Everything posted by Swamp Girl

  1. @ButchA: I think you'd get a lot of hits on your latest lure, but I think your hookup percentage might be low. I visualize a bass inhaling your lure and that spinner collapsing on your hook. A semi-buried hook will guarantee a lower hooking percentage, but that percentage might drop even more with a spinner blade acting like a hook guard. It's an underspin that's an overspin.

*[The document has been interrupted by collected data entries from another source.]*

PR #30064, opened 2026-08-23
fix(tokocrypto): read market margin flag from marginTradingEnable

rayBastard:
fetchMarkets looked up isMarginTradingAllowed, a field the venue never sends, so every market came back with margin: false. The real field is marginTradingEnable as 1/0, read like the neighbouring spotTradingEnable flag. Adds a fetchMarkets response fixture.

### DIFF
--- a/ts/src/tokocrypto.ts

  2. I love the humility in ^this.^ We all grew up watching Al Lindner or Jimmy Houston explaining how to catch bass and we all dreamed of being those guys, i.e. being paid to fish, but cockiness is too common for wanna-be's. You see it in so many angling YouTubers, where they'll catch ONE, measly fish and then address the camera to explain how we too can catch a bass if we just do everything they do. And every thing they say, they say with such surety, as opposed to Musky Tim, who opined above with rare, shining humility. In case ya can't tell, I'm a fan of humility. My other point is that one bass doesn't make a pattern. Nor do two. Catch a dozen or thirty in the same way and then talk about a pattern. When I was young and could fish mornings and evenings in northwestern Ontario, from four in the morning until eleven and again from five in the afternoon until ten, I'd average a hundred bass every day using the same lures and fishing the same places. That's a pattern deserving a YouTube channel, but I have no interest in that nowadays. Too old. I just want to catch fish, not explain how to catch fish in a boat that bristles with as many cameras as fishing rods.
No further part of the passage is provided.